Durant le v siècle de notre ère, Sigus fut le siége d'un

évêché. Les ruines romaines y sont nombreuses, et on trouve même parmi elles des monuments de forme celtique, tels que dolmens, cromlechs et alignements de pierres, entre autres aux environs de Sigus même, à Aïoun Diab et à Ras el-Aïn bou Merzoug (1).

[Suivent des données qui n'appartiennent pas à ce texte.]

PR #318, opened 2015-07-06
Service mapping overrides and function.

osynge:
Each operating system calls services differently. This function gives
each operating system its own overrides for the "ceph" names for services.

### DIFF
--- a/ceph_deploy/hosts/centos/__init__.py
+++ b/ceph_deploy/hosts/centos/__init__.py
@@ -28,3 +28,12 @@ def choose_init(module):
 
 def get_packager(module):
     return pkg_managers.Yum(module)
+
+
+def service_mapping(service):
+    """
+    Select the service name
+    """
+    service_mapping = { "apache" : "httpd",
+        "ceph-rgw" : "ceph-rgw" }
+    return service_mapping.get(service,service)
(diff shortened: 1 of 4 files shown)


trhoden:
I'm not sure I see the need for this.  ceph-deploy does not support apache, so that part is moot.  There is indeed a difference between `radosgw` and `ceph-radosgw` on RPM and non-RPM systems, but those details are (hopefully) handled already.  Though now that I think about it, I know Debian is broken (http://tracker.ceph.com/issues/12170) because it equates `radosgw` the service with upstart, which doesn't work on Debian.

So, on second thought, we do need something along these lines to fix `12170`.  I think putting in this mapping makes sense, but here is what we need to see:

* drop all the apache references
* the key in the mappings should be 'rgw'
* `ceph-rgw` doesn't exist.  -EL distros are `ceph-radosgw`, and DEB distros are `radosgw`.
* make sure the mapping is in place for the rhel module as well
* Add another commit that replaces the hardcoded service names at https://github.com/ceph/ceph-deploy/blob/master/ceph_deploy/rgw.py#L92 and https://github.com/ceph/ceph-deploy/blob/master/ceph_deploy/rgw.py#L103 with the string from a call to distro.service_mapping("rgw")
* Add tests making sure that all distro return the correct service name for rgw.

How does that sound?

osynge:
Sure but, 1 I would like to keep the references for suse as these are used but changed to "rgw".

I cant test rhel, and centos, due to tools limitations, only fedora 22.

osynge:
I wont make the changes until I have the patch that depends also building with the new value though.

osynge:
@trhoden  rebased to master to make this clearer for https://github.com/ceph/ceph-deploy/pull/355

Que se passa-t-il dans cette région, depuis l'époque romaine jusqu'au moment de l'invasion arabe? L'histoire ne nous fournit, à ce sujet, aucun détail particulier. D'après Ibn Khaldoun, cette partie de la province de Constantine était habitée par la population berbère des Haouara, dont une partie professait la religion de Moïse, et au milieu de laquelle vint se fondre la tribu arabe des Soleïm. Pendant de longues années, c'est-à-dire jusqu'au commencement de la domination turque, au XVIe siècle, le territoire des Segnia fut soumis à l'autorité des Chabbia, douaouda ou famille noble de la tribu des Dreïd de la Tunisie. A la suite de guerres et de bouleversements politiques, comme il s'en produisit souvent au moyenâge, d'autres familles influentes, lasses de leur rôle secondaire, se mirent à la tête de partisans qui, sous le nom de Hanencha, Nememcha, Haracta, Segnia ou tout simplement de Kherareb, les fractions, réussirent à s'affranchir de la suprématie des Chabbia. C'est alors que la tribu des Segnïa se forma, et adopta pour nom patronymique celui de l'ancienne ville romaine de Sigus, autour de laquelle se dressaient ses campements, nom antique qui s'est transmis de père en fils dans la tradition locale. Ce fait est, du reste, démontré par les récits

(1) Voir le travail que nous avons publié à ce sujet, dans ce Recueil, volume de l'année 1864.